What We Got Wrong in Year One
The first version of our reports was too detailed. We were delivering full NDRE gradient maps, raw band composite images, and multi-spectral index outputs — material that remote sensing specialists find genuinely useful and that most working agronomists find overwhelming when they're already managing a full client load. The feedback from agronomists in our first operating season was consistent: the report required interpretation work they didn't have bandwidth for.
That feedback drove a significant redesign. The current report leads with a single-page zone summary: acreage flagged by issue type, GPS coordinates, and plain-language field location descriptions ("northwest quadrant, 45 acres, nitrogen stress probability high — recommend ground verification near the field's tile outlet drain"). Spectral detail is an appendix for those who want it. The redesign was the right call, and we should have started there.

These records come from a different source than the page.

PR #1258, opened 2026-05-23
Fix WiFi scale status-frame routing + add disconnect diagnostics

skialpine:
## Summary
- **Fix:** WiFi `status` frames were being swallowed as weight snapshots. The driver detected snapshots by the presence of a `grams` field, but per the openscale WS protocol a `status` frame **also** carries `grams`, so `handleStatusFrame` never ran — meaning **firmware_version, battery, and charging were never parsed over WiFi**. Now routes by the protocol's actual contract: a frame with no `type` is a snapshot; typed frames dispatch by `type`.
- **Diagnostics:** log the WebSocket `closeCode`/`closeReason` on disconnect, so a mid-stream drop reveals a clean close (1000/1001) vs an abnormal one (1006, no close frame).
- **Diagnostics:** log one sample of each distinct typed frame per connect, surfacing the scale's actual WS surface.
- **Test:** regression test for a status frame carrying `grams` (the real-firmware shape). The prior status tests omitted `grams`, so they passed against the buggy routing.

## Context
While investigating a stop-at-weight overshoot (a shot ran 36 g target → 51 g) it turned out the WiFi scale's WebSocket had dropped mid-pour. Chasing that surfaced two things:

We also underestimated the grower education component. A grower receiving an aerial scouting report for the first time, seeing that two of their fields show nitrogen stress flags, and not having a clear picture of what action that warrants — that's an onboarding gap we had to address after the fact. Building the "here's how to use what we're telling you" conversation into the product from the start would have saved us awkward follow-up calls in the first season.
Iowa as the Right Training Ground
The soil variability across central Iowa — particularly the Clarion-Nicollet-Webster association that covers the Des Moines Lobe — creates enough within-field heterogeneity to stress-test the spatial precision of any field detection system. A 480-acre field in Hamilton County can have three distinctly different soil drainage classes within it. Flagging a 25-acre Webster soil zone running nitrogen-short within that mosaic is a harder problem than flagging a whole-field nitrogen deficiency, and it's the problem that has real management value.
Starting in Iowa also gave us access to the full problem suite for the crops we support. Iron deficiency chlorosis in soybeans on calcareous soils. Western corn rootworm in continuous corn acres. Sudden death syndrome in soybean fields with compaction issues. Cover crop biomass variation across fields with mixed establishment success. All four crops are actively grown across Iowa, and all the detection challenges we'd face in a broader geography are present here in concentrated form.
We're not saying Iowa is the hardest or most complex agricultural geography — it isn't. We're saying it's a good model for the corn-soybean system that makes up the core of the upper Midwest, and depth in Iowa translates reasonably well to southern Minnesota, northern Missouri, and eastern Nebraska — the natural geographic expansion for 2026.
What 2026 Looks Like From Here
Two product priorities dominate heading into the 2026 season. First, multi-year zone records: growers who have been flying with us since 2024 or 2025 now have enough aerial history to start seeing patterns. Chronic stress zones that appear in the same field location across multiple seasons, even in years with different weather profiles, are the most valuable signals in precision agriculture — they point to underlying soil or drainage conditions that drive management change. Building those longitudinal views into the dashboard is the highest-value product work available to us right now.
Second, the Agronomist Pro workflow. Agronomists managing 25 or more client farms need tools that go beyond a report per field — they need a morning briefing that prioritizes which fields to visit this week, in what order, with GPS coordinates ready to navigate directly to flagged zones. That's what we're building toward: a workflow where Tuesday morning's flight set produces Tuesday afternoon's field visit list, sorted by urgency and geographic routing efficiency, before the agronomist has left their truck.
Des Moines will stay the operational center. The corn belt is where we started and it's not close to being fully mapped.